__PROBLEM STATEMENT__.
Wherever "modal" occurs in the entries, copy the line that holds it.

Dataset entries

Issue #636, opened 2018-05-14
Port web uploader to DataLad backend


nellh:
Tracking issue for remaining fixes for the web uploader on the DataLad backend.

PR #659, opened 2018-05-30
DataLad web uploader

nellh:
DataLad compatible web uploader.

It uses a virtual router to manage the modal state. State is consolidated to the UploadClient component. One major feature of the existing uploader is missing, you cannot see which individual files are in progress, just the upload as a whole. This is due to the limitations of using a multipart request for the uploads, it could be worked around by extending the xhrFetch shim or observing the file objects but I didn't want to get too far into that right now.

See #636

WIP for styling and some navigation issues (you can't jump back as easily as before).


nellh:
Styling is fixed. Navigation should work but is not tied to browser events, so we may need to include some links back to steps if that's needed. Generally simplified the flow so it's always a loop.

olgn (changes requested):
the 'select your folder again' button should reset the state of the uploader to the first step, not redirect to 'uri/#' as it does in this implementation. mostly for this reason - if i go to a page other than the home page (eg dashboard) -> upload dataset -> add invalid dataset -> click 'select your folder again' -> redirects to home page, with the upload modal hidden until clicking upload dataset again

nellh:
@olgn That should be fixed and the prompt when leaving the page (under most circumstances) should be back.

olgn (approved):
looks great! 

tested the following:
* web uploads successfully implemented
* they can be cancelled, too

__WRITTEN ANSWER__.
It uses a virtual router to manage the modal state. State is consolidated to the UploadClient component. One major feature of the existing uploader is missing, you cannot see which individual files are in progress, just the upload as a whole. This is due to the limitations of using a multipart request for the uploads, it could be worked around by extending the xhrFetch shim or observing the file objects but I didn't want to get too far into that right now.
the 'select your folder again' button should reset the state of the uploader to the first step, not redirect to 'uri/#' as it does in this implementation. mostly for this reason - if i go to a page other than the home page (eg dashboard) -> upload dataset -> add invalid dataset -> click 'select your folder again' -> redirects to home page, with the upload modal hidden until clicking upload dataset again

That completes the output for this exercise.